In static CMR exams, one is often interested in the detection of subtle anatomical changes, such as stenoses in coronary MRI. Similarly, in dynamic CMR exams, the temporal dynamics are of utmost importance. Thus, in CMR, there is often a question about the degree of spatiotemporal blurring artifacts for regularized reconstruction methods. While DL methods tend to outperform compressed sensing methods for regularized reconstruction, more clinical studies are needed to establish that no artifact is introduced due to regularization. DL methods also face an additional challenge since they are trained on large databases. Thus, further investigations are also needed to assess how the methods will generalize to rare pathologies that are not prominent in the training databases [15] or adverse conditions like arrhythmia.

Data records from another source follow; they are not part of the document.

PR #2615, opened 2023-07-07
fix tip display format in README.md

chinanewer:


hamishwillee:
Thank you, but changes cannot be made in this way.

The sources are English,  and they go through crowdin to generate this translation, as covered here: http://docs.px4.io/main/en/contribute/translation.html#translation

So changes need to be made either in English version on Github OR in Crowdin.

PR #2617, opened 2023-07-10
Update dev_env_mac.md

bousborne:
tbb@2020 has been disabled, and therefore cannot be linked or installed as it currently is. Therefore, this addition just adds a simple "sed" command to edit the brew formula and comment out the "disable date" line. This will then allow the tbb@2020 to be installed and linked through homebrew.


julianoes (approved):
I guess that's a needed workaround, thanks for that!

hamishwillee:
Thanks for taking the time to work this out and document.

PR #2620, opened 2023-07-10
RC loss trigger defaults

zeroos:
Hello,

It seems like the defaults for RC loss trigger have changed in the meantime: the default value of [COM_RCL_EXCEPT](https://docs.px4.io/main/en/advanced_config/parameter_reference.html#COM_RCL_EXCEPT) is 0, so the failsafe is not ignored in any modes.

### DIFF
--- a/en/config/safety.md
+++ b/en/config/safety.md
@@ -66,27 +66,21 @@ Battery Emergency Level | [BAT_EMERGEN_THR](../advanced_config/parameter_referen
 
 The RC Loss failsafe may be triggered if the RC transmitter link is lost.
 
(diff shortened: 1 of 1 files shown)


hamishwillee:
@zeroos Thank you very much. I have a nasty feeling that this did not change, and this document has been in error for some time.

I have modified this a bit because disabling the timeout in auto modes is something that users commonly want to do, and which must therefore be highlighted. IMO the QGC safety screens should actually add this option, and possibly remove the failsafe timeout.

Much appreciate you taking the time to highlight this issue.

zeroos:
Awesome, thank you for your help! :)

PR #2644, opened 2023-07-19
Frames entry points and experimental frames rework

hamishwillee:
Currently the structure of the docs is quite MC-centric - you go through the basic assembly and configuration, and you probably have a working MC. You may well then find your way to specific advanced tuning config, and/or stuff for FW and VTOL.

We do have the [Airframes Builds](http://docs.px4.io/main/en/airframes/) section, but that is mostly about "this is a set of frames we support, and some build logs".

What this does is the first step in turning Airframes Builds into "Vehicle Types & Setup". Essentially this section will be where you come to set up a particular frame. The entry point has been changed to say this and to make some vehicles as "Experimental".

I've created a helicopter top level page @bkueng and put the config page beneath that - this is the model I will also do for MC and so on. 

Hope this makes sense. @bkueng @MaEtUgR @sfuhrer @RomanBapst This is first step. It will affect you though. I hope to merge this tomorrow after some more thinking and moving things around. Appreciate any suggestions for improvement.


en/frames_sub/README.md
```diff
@@ -1,7 +1,8 @@
-# Underwater Vehicles (UUV)
+# Submarines (Underwater Vehicles - UUV)
```
sfuhrer, line 1: could just as well also say what the first U stands for;)

sfuhrer (approved):
Looks very reasonable to me.

en/config_heli/README.md
```diff
@@ -1,31 +1,29 @@
...
-We would welcome your [contribution](../contribute/README.md) of new features, new frame configurations, or other improvements.
-:::
+This section contains topics related to [helicopter](../frames_helicopter/README.md) configuration and tuning.
 
 ## Supported Configurations
 
 Supported helicopter configurations:
 
 - Single main rotor with swash-plate controlled by up to 4 swash-plate servos and a mechanically uncoupled tail rotor driven by an ESC.
+- Mechanically coupled tails controlled by a servo can be flown by mapping the tail servo to the tail motor output and setting an adequate range and disarmed value for the servo.
```
bkueng, line 10: It's a separate `CA_AIRFRAME` type which gives you a tail servo

en/frames_helicopter/README.md
```diff
@@ -0,0 +1,48 @@
...
+  For example, PX4 does not support helicopters with coaxial or dual rotor types, and features such as RPM governor and autorotation.
+
+Maintainer volunteers, [contribution](../contribute/README.md) of new features, new frame configurations, or other improvements would all be very welcome!
+:::
+
+<!-- image here please of PX4 helicopter -->
+
+## Helicopter Types
+
+PX4 supports helicopters with a single main rotor with a swash-plate controlled by up to 4 swash-plate servos, and a mechanically uncoupled tail rotor driven by an ESC.
```
bkueng, line 18: Or tail servo

bkueng (commented):
Makes sense

en/config_heli/README.md
hamishwillee: Thanks @bkueng : 

10: Helicopter (tail ESC)
11: Helicopter (tail Servo)

But how do you select the frames? I.e. there is only one airframe shown for Helicopter in http://docs.px4.io/main/en/airframes/airframe_reference.html#helicopter

bkueng: Yes there's currently only 1 helicopter airframe. We could add a generic one for tail servo's as well, but I'm not sure if it's worth it at this point.

hamishwillee: @bkueng Just to be very clear, to access the tail servo option they would select the generic helicopter airframe then manually modify the CA_AIRFRAME to 11? A that point it will work as a tail servo? Will the actuator UI change at all?

bkueng: Correct, yes the UI will reflect that.

en/config_heli/README.md
```diff
@@ -1,31 +1,37 @@
...
+   At time of writing there is only _Generic Helicopter (Tail ESC)_ in the Helicopter group.
+   This will configure the helicopter frame with a mechanically uncoupled tail (tail ESC).
+
+   ![QGC - helicopter airframe](../../assets/config/airframe/airframe_heli_generic.png)
+
+   :::note
+   There is no separate airframe for the helicopter with tail servo.
+   To select this configuration, set the parameter [CA_AIRFRAME](../advanced_config/parameter_reference.md#CA_AIRFRAME) to _Helicopter (tail Servo)_.
+   The actuator configuration screen will then change to support this frame type.
+   :::
```
hamishwillee, line 33: @bkueng I updated this to refer to changing CA_AIRFRAME for the tail servo case - can't check it - having trouble getting my firmware to update to main. 

Can you read this section lines 10 to 333, and in particular the paragraph on line 11. I am not sure if that is correct, or has been superseded.

I have made an assumption here that most of the config using helicopter with a tail servo is the very similar to existing setup.

I'm going to merge. I hope this is OK and can easily be fixed if not.

en/config_heli/README.md
```diff
@@ -1,31 +1,37 @@
...
+This section contains topics related to [helicopter](../frames_helicopter/README.md) configuration and tuning.
 
 ## Supported Configurations
 
 Supported helicopter configurations:
 
 - Single main rotor with swash-plate controlled by up to 4 swash-plate servos and a mechanically uncoupled tail rotor driven by an ESC.
+- Single main rotor with swash-plate controlled by up to 4 swash-plate servos and a mechanically coupled tail controlled by a servo.
+  (This can be flown by mapping the tail servo to the tail motor output and setting an adequate range and disarmed value for the servo.
+  The system currently assumes it's a separate motor.)
```
bkueng, line 12: This should be removed (and mabe refer to CA_AIRFRAME below)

Several contemporary CMR scans are multidimensional in nature, often incorporating anatomical, dynamical, and quantitative information. While algorithm unrolling has proved to be very successful for DL reconstruction, their application to multidimensional data may be challenging. As these methods require enforcing consistency with acquired k-space data, as well as multidimensional NNs for regularization, the memory requirements may be prohibitive for typical GPU training. Thus , alternative methodologies for efficient training [39] and deployment strategies for multidimensional CMR data may be necessary.

CMR scans are often acquired in an undersampled manner. This is either due to acquisition constraints that make it impossible to fully sample data or due to time constraints in clinical workflow. Nonetheless, it is difficult or impossible to get fully sampled ground-truth data for most CMR scans. Early work in the field tackled this challenge by using surrogate reconstructions [17, 20, 45, 71], while later work has focused on using self-supervision with undersampled datasets [77] to achieve the full potential of DL methods. However, such techniques tend to rely on pixel-wise k-space losses, which are prone to blurring artifacts. The incorporation of more advanced loss functions, such as perceptual losses that align better with visual assessments, to such learning strategies is an open research problem.

A very important, yet less frequently studied area is motion compensation in cardiac MR imaging. The current available are very promising to improve image reconstruction substantially when incorporating motion into the reconstruction process. However, further investigations have to be made on multichannel MRI data used in a clinical setting and for applications such as perfusion and real-time imaging.

Finally, while large MR reconstruction data exists for musculoskeletal imaging, the availability of publicly available cardiac datasets is still under development with only one such example [16]. The sharing of larger training databases will help development for CMR reconstruction and enhancement.